III

LA ESTRATEGIA DEL CURA FERRER

FERRER salió del salón y subió la escalera hasta el segundo piso. Aguardaban allí los mozos de escuadra incondicionales de la Junta. Los mandaba Francisco Lladot, alias El Caragolet. Se encontraban también agazapados en la escalera el hermano de Ferrer el cirujano, el estudiante Massiá, Mariano Orteu y otros.

—Estaos quietos aquí —dijo el cura a su gente—; cuando os avisen ocuparéis la escalera y el portal.

Todos ellos hacían frecuentes libaciones y el porrón, con vino y las copas de aguardiente pasaban de mano en mano.

Después de hacer sus advertencias, Ferrer bajó al zaguán de la rectoría donde esperaban los coraceros y mozos de escuadra que acompañaron al conde desde Berga.

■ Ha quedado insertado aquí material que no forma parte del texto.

PR #1680, opened 2026-09-11
fix(sdk): forward thinkingConfig through the generate option allowlist

murdore:
## The defect

`generate()` accepts a `thinkingConfig` and the type documents it as the recommended way to switch extended thinking on. It never reached a provider.

`buildGenerateTextOptions` (`src/lib/neurolink.ts:5567`) converts the caller's public `GenerateOptions` into the internal `TextGenerationOptions` through an **explicit field-by-field allowlist**, and `thinkingConfig` was not in that list. Every provider gates thinking on `options.thinkingConfig`, so each one saw `undefined`. The request went out with no thinking block and nothing was raised to say the option had been discarded.

That function already carries a comment recording how `disableInternalFallback` was lost exactly this way. This is the second time the allowlist has silently swallowed a documented option.

## Proof — at the wire, red then green

The difference is only observable on the request, so that is where it is asserted.

| | release `3fdf80f1d` | this branch |
| --- | --- | --- |
| `thinkingConfig` reaches the request | ✗ **FAIL** — *no outbound request carried a thinking field* | ✓ PASS |
| omitting it sends no thinking field | ✓ | ✓ |
| CLI succeeds with thinking enabled | ✓ | ✓ |
| CLI unaffected with thinking off | ✓ | ✓ |
| | 1 passed, **1 failed** | **4 passed** |

Outbound request, captured on the built package:

```
before: keys=model,messages,max_tokens,system,tools          thinking=null
after:  keys=model,messages,max_tokens,system,tools,thinking thinking={"type":"enabled","budget_tokens":5000}
```

Only case 1 discriminates. The other three pass on **both** trees by design — they are regression guards, not proof.

The baseline is valid for this comparison: `10fa282f2` does not touch `neurolink.ts`, verified rather than assumed.

## A regression this fix caused, and fixes

Forwarding `thinkingConfig` is what first makes a `thinking` field reach the wire, and that immediately collided with a rule nothing had hit before: Anthropic rejects any temperature but 1 while thinking is enabled, and the CLI always sends a default temperature. The first version of this change turned a working `--thinking` invocation into a 400.

It was caught by running the **release build first** and finding it exited 0 — so the regression belonged to the fix, not the repository. Sampling knobs are now dropped whenever `thinking` is set, on both the generate and stream builders, and two CLI cases pin it.

## Why the suite does not assert on `result.reasoning`

The obvious assertion would fail forever. Whenever a proxy base URL is set — always true on the OAuth subscription path — the client requests the beta `redact-thinking-2026-02-12` (`anthropic/client.ts:878`), and Anthropic answers with thinking blocks whose text is redacted and whose signature is intact. Captured directly: `blockTypes=[thinking,text]`, thinking block `chars=0`, `hasSignature=true`. An empty `reasoning` is **correct** on that path.

The suite wraps `fetch` only to record what left the process. The call still goes through the real public `generate()` to the real provider; nothing is stubbed.

## Scope — deliberately narrow

`thinking`, `thinkingBudget` and `thinkingLevel` are documented in the type comments and in `CLAUDE.md`, but **none is declared on the public `GenerateOptions`**, so no caller can pass them through `generate()` at all. CLAUDE.md's own `thinkingLevel: "high"` example does not typecheck against the public API. Declaring them is a public-type decision, not a dropped-field fix, and is left out.

A caller's raw `providerOptions` is dropped by the same allowlist and is left alone for the same reason.

## Gates

`pnpm run check` 0 errors / 4844 files · eslint clean · prettier clean · pre-commit hook passed **without bypass** (it caught a real `no-useless-assignment` in the new test, which was fixed rather than skipped) · new suite registered as `test:thinking-config`.

**Correction (2026-09-11) — what that registration does and does not buy.** The script exists, but the suite appears in **no workflow**, so CI never runs it. The same is true of `test:matrix:cli`, `test:json-e2e` and the suite added in #1682. This repo's own `ci.yml` puts it exactly: *"a suite wired into nothing is documentation, not a test."* The red/green evidence above is real and was produced by running the suite against both trees by hand — but it will not catch a future regression until the suite is wired in. Live suites have one CI home, `live-matrix.yml`, which #1681 already modifies; the intent is one follow-up wiring the orphaned live suites in together once that lands, rather than scattering secret blocks across three PRs.

## Summary by CodeRabbit

- **New Features**
  - Extended-thinking settings now reach Anthropic requests when configured through the SDK.
  - Thinking budgets are honored for standard and streaming responses.
  - Requests without thinking enabled continue to omit thinking configuration.

- **Bug Fixes**
  - Incompatible sampling parameters are excluded when extended thinking is enabled, avoiding request errors.

- **Tests**
  - Added coverage for SDK and CLI thinking configuration, including enabled, standard, and streaming request flows.

### DIFF
--- a/src/lib/neurolink.ts
+++ b/src/lib/neurolink.ts
@@ -5615,6 +5615,22 @@ Current user's request: ${currentInput}`;
       middleware: options.middleware,
       conversationMessages: options.conversationMessages,
       credentials: options.credentials,
+      // Extended thinking. Every provider gates it on `thinkingConfig`, so
+      // omitting the field here meant it never reached one: the request went
+      // out with no thinking block and the result carried no reasoning, with
+      // nothing raised to say the option had been discarded. This is the same
+      // failure the note above records for `disableInternalFallback` — an
+      // allowlist that silently swallows a documented option.
+      //
+      // `thinkingConfig` is the only one of the documented thinking options
+      // that `GenerateOptions` actually declares. `thinking`, `thinkingBudget`
+      // and `thinkingLevel` are folded into a `thinkingConfig` only by the CLI,
+      // in `src/lib/utils/thinkingConfig.ts`; nothing on the SDK path does that
+      // merge. They exist solely on the internal `TextGenerationOptions`, so no
+      // caller can pass them through
+      // generate() today. Declaring them is a public-type decision and is
+      // deliberately left out of this fix.
+      thinkingConfig: options.thinkingConfig,
       // Lifecycle callbacks must reach the provider so non-AI-SDK paths
       // (Vertex's native @google/genai, native Bedrock, Ollama, etc.) can
       // invoke them directly. Pipeline A also still receives them via the
--- a/src/lib/providers/anthropic/client.ts
+++ b/src/lib/providers/anthropic/client.ts
@@ -1463,15 +1463,32 @@ export class AnthropicProvider extends BaseProvider {
           },
           "anthropic.doGenerate",
         );
+        // Dropping a caller's explicit sampling parameters is exactly the
+        // kind of silent discard this change fixes elsewhere, so say so.
+        if (
+          thinking &&
+          (samplingParams.temperature !== undefined ||
+            samplingParams.topP !== undefined)
+        ) {
+          logger.debug(
+            "[anthropic] extended thinking is enabled, so temperature/top_p are omitted — Anthropic rejects any temperature but 1 while thinking is set",
+          );
+        }
         const params: Anthropic.Messages.MessageCreateParamsNonStreaming = {
           model: modelId,
           messages: cachedMessages,
           max_tokens: resolveClaudeMaxTokens(modelId, options.maxOutputTokens),
           ...(system ? { system } : {}),
-          ...(samplingParams.temperature !== undefined
+          // Extended thinking fixes sampling: Anthropic rejects any
+          // temperature but 1 while `thinking` is set, and does not honour
+          // top_p there. The CLI always sends a default temperature, so
+          // forwarding it alongside thinking turns a call that used to work
+          // into a 400. Drop the sampling knobs for exactly those turns and
+          // let Anthropic's thinking defaults stand.
+          ...(!thinking && samplingParams.temperature !== undefined
             ? { temperature: samplingParams.temperature }
             : {}),
-          ...(samplingParams.topP !== undefined
+          ...(!thinking && samplingParams.topP !== undefined
             ? { top_p: samplingParams.topP }
             : {}),
           ...(options.stopSequences && options.stopSequences.length > 0
@@ -2353,6 +2370,11 @@ export class AnthropicProvider extends BaseProvider {
             : {},
           "anthropic.executeStream",
         );
+        if (thinking && streamSamplingParams.temperature !== undefined) {
+          logger.debug(
+            "[anthropic] extended thinking is enabled, so temperature is omitted on the stream path — Anthropic rejects any temperature but 1 while thinking is set",
+          );
+        }
         return {
           model: modelId,
           messages: cachedConversation,
@@ -2362,7 +2384,9 @@ export class AnthropicProvider extends BaseProvider {
           // the adapter immediately overwrites — and forced this whole params
           // object into the streaming variant for a field it does not own.
           ...(payload.system ? { system: payload.system } : {}),
-          ...(streamSamplingParams.temperature !== undefined
+          // Same constraint on the streaming path: a temperature alongside
+          // `thinking` is rejected outright.
+          ...(!thinking && streamSamplingParams.temperature !== undefined
             ? { temperature: streamSamplingParams.temperature }
             : {}),
           ...(cachedTools && cachedTools.length > 0
--- a/docs/api/classes/NeuroLink.md
+++ b/docs/api/classes/NeuroLink.md
@@ -469,7 +469,7 @@ Gracefully shutdown NeuroLink and all MCP connections
 
 > **generateText**(`options`): `Promise`\<[`TextGenerationResult`](../type-aliases/TextGenerationResult.md)\>
 
-Defined in: [neurolink.ts:6509](https://github.com/juspay/neurolink/blob/release/src/lib/neurolink.ts#L6509)
+Defined in: [neurolink.ts:6525](https://github.com/juspay/neurolink/blob/release/src/lib/neurolink.ts#L6525)
 
 BACKWARD COMPATIBILITY: Legacy generateText method
 Internally calls generate() and converts result format
@@ -490,7 +490,7 @@ Internally calls generate() and converts result format
 
 > **streamText**(`prompt`, `options?`): `Promise`\<`AsyncIterable`\<`string`, `any`, `any`\>\>
 
-Defined in: [neurolink.ts:9006](https://github.com/juspay/neurolink/blob/release/src/lib/neurolink.ts#L9006)
+Defined in: [neurolink.ts:9022](https://github.com/juspay/neurolink/blob/release/src/lib/neurolink.ts#L9022)
 
 BACKWARD COMPATIBILITY: Legacy streamText method
 Internally calls stream() and converts result format
@@ -515,7 +515,7 @@ Internally calls stream() and converts result format
 
 > **stream**(`options`): `Promise`\<[`StreamResult`](../type-aliases/StreamResult.md)\>
 
-Defined in: [neurolink.ts:9089](https://github.com/juspay/neurolink/blob/release/src/lib/neurolink.ts#L9089)
+Defined in: [neurolink.ts:9105](https://github.com/juspay/neurolink/blob/release/src/lib/neurolink.ts#L9105)
 
 Stream AI-generated content in real-time using the best available provider.
 This method provides real-time streaming of AI responses with full MCP tool integration.
@@ -588,7 +588,7 @@ When conversation memory operations fail (if enabled)
 
 > **setToolRoutingServers**(`servers`): `void`
 
-Defined in: [neurolink.ts:9981](https://github.com/juspay/neurolink/blob/release/src/lib/neurolink.ts#L9981)
+Defined in: [neurolink.ts:9997](https://github.com/juspay/neurolink/blob/release/src/lib/neurolink.ts#L9997)
 
 Supplies (or replaces) the pre-call tool routing server catalog.
 
@@ -613,7 +613,7 @@ alone does not activate it.
 
 > **getKnowledgeStatus**(): [`KnowledgeEngineStatus`](../type-aliases/KnowledgeEngineStatus.md) \| `null`
 
-Defined in: [neurolink.ts:9999](https://github.com/juspay/neurolink/blob/release/src/lib/neurolink.ts#L9999)
+Defined in: [neurolink.ts:10015](https://github.com/juspay/neurolink/blob/release/src/lib/neurolink.ts#L10015)
 
 Knowledge-grounding engine health (null when it was not configured).
 
@@ -627,7 +627,7 @@ Knowledge-grounding engine health (null when it was not configured).
 
 > **getEventEmitter**(): `TypedEventEmitter`\<[`NeuroLinkEvents`](../type-aliases/NeuroLinkEvents.md)\>
 
-Defined in: [neurolink.ts:12414](https://github.com/juspay/neurolink/blob/release/src/lib/neurolink.ts#L12414)
+Defined in: [neurolink.ts:12430](https://github.com/juspay/neurolink/blob/release/src/lib/neurolink.ts#L12430)
 
 Get the EventEmitter instance to listen to NeuroLink events for real-time monitoring and debugging.
 This method provides access to the internal event system that emits events during AI generation,
@@ -833,7 +833,7 @@ This method does not throw errors as it returns the internal EventEmitter
 
 > **hasPendingHITLConfirmation**(`confirmationId`): `boolean`
 
-Defined in: [neurolink.ts:12454](https://github.com/juspay/neurolink/blob/release/src/lib/neurolink.ts#L12454)
+Defined in: [neurolink.ts:12470](https://github.com/juspay/neurolink/blob/release/src/lib/neurolink.ts#L12470)
 
 Whether a HITL confirmation is still awaiting a response on THIS instance.
 
@@ -888,7 +888,7 @@ neurolink.getEventEmitter().emit("hitl:confirmation-response", { ... });
 
 > **getToolDedupConfig**(): [`ToolDedupConfig`](../type-aliases/ToolDedupConfig.md) \| `undefined`
 
-Defined in: [neurolink.ts:12470](https://github.com/juspay/neurolink/blob/release/src/lib/neurolink.ts#L12470)
+Defined in: [neurolink.ts:12486](https://github.com/juspay/neurolink/blob/release/src/lib/neurolink.ts#L12486)
 
 Returns the instance-level tool-dedup configuration, or `undefined` when
 toolDedup was not provided at construction time.
@@ -911,7 +911,7 @@ parameter through the full call stack.
 
 > **getToolsConfig**(): [`ToolConfig`](../type-aliases/ToolConfig.md) \| `undefined`
 
-Defined in: [neurolink.ts:12481](https://github.com/juspay/neurolink/blob/release/src/lib/neurolink.ts#L12481)
+Defined in: [neurolink.ts:12497](https://github.com/juspay/neurolink/blob/release/src/lib/neurolink.ts#L12497)
 
 Returns the instance-level `tools` config (master switch, include/exclude
 lists, discovery mode), or `undefined` when not provided at construction.
@@ -929,7 +929,7 @@ instance policy with per-call options on every generate/stream call.
 
 > **getDiscoveryPins**(`sessionKey`): `ReadonlySet`\<`string`\>
 
-Defined in: [neurolink.ts:12492](https://github.com/juspay/neurolink/blob/release/src/lib/neurolink.ts#L12492)
+Defined in: [neurolink.ts:12508](https://github.com/juspay/neurolink/blob/release/src/lib/neurolink.ts#L12508)
 
 Tools discovered via `search_tools` for a session (`tools.discovery`
 mode). Pinned tools are sent in full on every subsequent call of that
@@ -953,7 +953,7 @@ are never the ones evicted at the session cap.
 
 > **pinDiscoveredTools**(`sessionKey`, `toolNames`): `void`
 
-Defined in: [neurolink.ts:12509](https://github.com/juspay/neurolink/blob/release/src/lib/neurolink.ts#L12509)
+Defined in: [neurolink.ts:12525](https://github.com/juspay/neurolink/blob/release/src/lib/neurolink.ts#L12525)
 
 Pin discovered tools to a session (called by the `search_tools`
 meta-tool on hydration). Append-only within a session; the map is
@@ -979,7 +979,7 @@ bounded by evicting the least-recently-used session past 1000 sessions.
 
 > **checkCredentials**(`input`): `Promise`\<\{ `provider`: `string`; `status`: `"network"` \| `"expired"` \| `"unknown"` \| `"ok"` \| `"missing"` \| `"denied"`; `detail`: `string`; \}\>
 
-Defined in: [neurolink.ts:12554](https://github.com/juspay/neurolink/blob/release/src/lib/neurolink.ts#L12554)
+Defined in: [neurolink.ts:12570](https://github.com/juspay/neurolink/blob/release/src/lib/neurolink.ts#L12570)
 
 Curator P1-1: synchronous credential health check for a single provider.
 
@@ -1031,7 +1031,7 @@ if (health.status !== "ok") {
 
 > **emitToolStart**(`toolName`, `input`, `startTime?`): `string`
 
-Defined in: [neurolink.ts:12633](https://github.com/juspay/neurolink/blob/release/src/lib/neurolink.ts#L12633)
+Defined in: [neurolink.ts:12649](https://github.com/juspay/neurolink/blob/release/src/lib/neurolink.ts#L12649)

—¡A ver los jefes! ¿Quiénes son los jefes? —preguntó el cura en catalán con aire de mal humor. Se presentaron dos cabos de la escolta, uno llamado Miguel Cerdá y el otro Pablo Pallarés. Ferrer, con gran seguridad, les dijo:

—De parte del conde de España dejen ustedes aquí las armas y quedan por el momento arrestados.

—¿No se puede saber por qué? —preguntó Cerdá—. Nosotros no nos consideramos culpables de la menor falta.

—Mañana les dirán el por qué.

—Está bien.

Los dos cabos de mozos de escuadra, teniendo sin duda presente el carácter extravagante del conde, obedecieron sin replicar y fueron subidos al piso segundo de la casa y encerrados allí con centinelas de vista.

Ferrer había obrado con serenidad, nadie pudo sospechar que se tratara de una ficción.

Después de esto, mandó el cura a los soldados de la escolta del conde dejasen las armas en el zaguán y pasaran a alojarse a las casas de campo de Aviá que les señaló, con orden de permanecer quietos allí hasta que se les avisara.

Los soldados obedecieron sin réplica, dejaron sus fusiles y se dividieron en dos partidas y cada una siguió la dirección de la casa que se les designó, en donde de antemano estaban tomadas medidas para vigilarlos.

Igual orden dio a los seis cosacos o coraceros, los cuales montaron a caballo y se dirigieron a otra casa de campo.

Ferrer vio que aún quedaban delante de la puerta de la rectoral formando un grupo, los cinco hombres de la escolta de Labandero, y a ellos no les dijo nada por el momento; primero, sin duda, porque como empleados de la intendencia le parecían poco militares y después porque él tenía en la casa veinte mozos para los cuales estos cinco hombres no eran obstáculo apreciable.

Desembarazado el zaguán de los soldados de la escolta del conde, Ferrer subió la escalera y ordenó a los mozos mandados por Lladot, incondicionales de la Junta, ocuparan el portal y la escalera y les dio orden de que no dejaran entrar ni salir a nadie, fuese quien fuese, excepto a los dos junteros que faltaban, los canónigos Milla y Sampóns.

Inmediatamente llevó a su hermano el cirujano, al estudiante Massiá y a otros cuatro hombres a la alcoba que daba a la sala de sesiones.

Sucedió que el conde estuvo a punto de tropezarse con ellos porque se le ocurrió ir a la cocina a tomar un refresco de agua y vino con azúcar.

Labandero, al ver salir al conde, se acercó a la puerta y quiso bajar las escaleras; pero un mozo de escuadra le dio el alto.

—¡Alto!

—¿Cómo? ¿No me conoce usted?

—Sí, señor; pero la orden es de no dejar salir a nadie.

—¿Quién ha dado esa orden?

—Don Narciso Ferrer.

Labandero volvió a entrar en la sala, se asomó al balcón y vio que los mozos de escuadra del séquito del conde se alejaban en grupos de la casa rectoral. Comprendió que Ferrer o Torrabadella les habían mandado que se fueran y que el conde y él se quedaban sin defensa.

Labandero pensó entonces que si se apresuraba podía avisar al conde, llamar a la escolta para que volviese y salvar al general.

La cosa era evidente; abajo quedaban aún los cuatro hombres de la intendencia. Los soldados del general estaban aún a la vista.

«¿Llamo o no llamo? ¿Aviso o no aviso?». Labandero quiso tener un movimiento de decisión y de arrojo; pero el movimiento abortó en él.

«Sea lo que Dios quiera», dijo sentándose abatido en una silla.